But then Jo always had been priggish, even when
she’d
been a teenager. Claire remembered the summers when Jo and Whit had still been tight as two hoops on a barrel. They were almost even boyfriend and girlfriend, but never quite, maybe because they simply knew each other too well. The way Claire saw it, there were no mysteries left between them, and that was Jo’s mistake, for a man needed to be curious in order to want to hold on to a woman. Even at thirteen Claire knew that much.

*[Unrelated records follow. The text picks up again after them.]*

PR #31, opened 2016-10-24
Enrolment field changes

richtier:
[this task](https://uktrade.atlassian.net/browse/ED-263)

We have vastly different fields now - company revenue, size, user phone number, etc.


company/tests/test_models.py
```diff
@@ -15,8 +15,7 @@ def test_company_model_str():
 
 @pytest.mark.django_db
 def test_company_model_sets_string_fields_to_empty_by_default():
-    company = Company.objects.create(
-        number="01234567", aims=['AIM1', 'AIM2'])
+    company = Company.objects.create(number="01234567", revenue=10000)
```
monikasulik: Unlike aims was previously, revenue is actually a nullable field, so I don't think it should be added everywhere in tests (I totally support it being added to VALID_REQUEST_DATA, but think that elsewhere it's actually confusing cause, at least to me, it gives the impression that it's either required or somehow effects the test)

company/tests/test_serializers.py
```diff
@@ -32,37 +39,47 @@ def test_company_serializer_doesnt_accept_number_over_8_chars():
...
+    assert serializer.is_valid(), serializer.errors
 
     company = serializer.save()
 
     # NOTE: These are fields that the registration form currently
     # doesn't define and therefore might be empty.
     # This test is just for peace of mind that we handle this in a
     # consistent manner
-    assert company.name == ''
+    assert company.name == 'Extreme corp'
```
monikasulik: This test is here to check the combo of `default='', null=True, blank=True` brings expected results. Since this combo is no longer present on company.name, IMO this assert is confusing and not really relevant for this test.

company/tests/test_serializers.py
```diff
@@ -32,37 +39,47 @@ def test_company_serializer_doesnt_accept_number_over_8_chars():
...
+    assert serializer.is_valid(), serializer.errors
 
     company = serializer.save()
 
     # NOTE: These are fields that the registration form currently
     # doesn't define and therefore might be empty.
     # This test is just for peace of mind that we handle this in a
     # consistent manner
-    assert company.name == ''
+    assert company.name == 'extreme corp'
```
monikasulik: ditto

company/tests/test_serializers.py
```diff
@@ -78,7 +95,6 @@ def test_company_serializer_save():
     assert company.number == VALID_REQUEST_DATA['number']
     assert company.website == VALID_REQUEST_DATA['website']
     assert company.description == VALID_REQUEST_DATA['description']
-    assert company.aims == VALID_REQUEST_DATA['aims']
```
monikasulik: This is testing that all relevant fields are getting saved correctly, so IMO should have revenue, export_status etc. added in the asserts here.

company/tests/test_serializers.py
```diff
@@ -13,13 +15,18 @@ def test_company_serializer_doesnt_accept_number_under_8_chars():
```
monikasulik: aims is still in this test

user/tests/test_serializers.py
```diff
@@ -52,11 +54,12 @@ def test_user_serializer_save():
     assert user.is_staff is False
     assert user.password == ''
     assert user.last_login is None
+    assert user.mobile_number == VALID_REQUEST_DATA['mobile_number']
 
 
 @pytest.mark.django_db
 def test_user_with_company_serializer_save():
-    company = Company.objects.create(aims=['1'])
+    company = Company.objects.create(revenue=20000)
```
monikasulik: I don't think the revenue field needs to be here (as it's nullable).

company/models.py
```diff
@@ -10,17 +11,37 @@ class Company(models.Model):
...
-        validators=[MinLengthValidator(8)],
+        validators=[shared_validators.company_number],
         unique=True
     )
-    website = models.URLField(max_length=255, blank=True, null=True,
-                              default='')
-    description = models.TextField(blank=True, null=True, default='')
-    aims = JSONField()
-    logo = models.FileField(blank=True, null=True)
+    revenue = models.DecimalField(
```
richtier: Django docs suggest using decimal for money. Worst case scenario is there are unwanted decimal places here :)

company/tests/test_models.py
richtier: yeah I made the following mistake:
1) implemented the field. Made it non-nullable
2) updated the tests to include revenue
3) make the field nullable
4) oops tests now have revenue

will sort that out

company/models.py
konradko: 👍

company/tests/test_serializers.py
richtier: done :)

Mama snorted at her suggestion. “Gilly women and Turner men are the worst combination of all,” she said, yanking a frail strand of hair down near Claire’s neck. You can’t trust a Turner,” she added, patting her own hair. “They’d sell their own souls if they thought they could get two nickels for them.”

Claire shook her mother’s hands off her. “I don’t believe those old stories.”

Mama sighed. “Suit yourself,” she said. Then she frowned and looked almost sorry. “Maybe it’s better that way.”

Claire turned on her heel and went to collect her sweater for church, but her mother’s opinion stuck like glue. In fact, even though Claire didn’t know it then, her mother was both right and wrong about the Turners. They
would
sell anything—even, perhaps, their own souls—but never for anything as paltry as a dime.

U
nlike Jo, Claire loathed everything about Mass—the fusty smoke from the incense pot, the smothered coughs and shuffling feet, the waxy press of the wafer against her tongue. Week after week she bowed her head and traced the Virgin’s empty face with two fingers, whispering a running, more truthful catalog of her sins before she revised them for the ears of Father Flynn.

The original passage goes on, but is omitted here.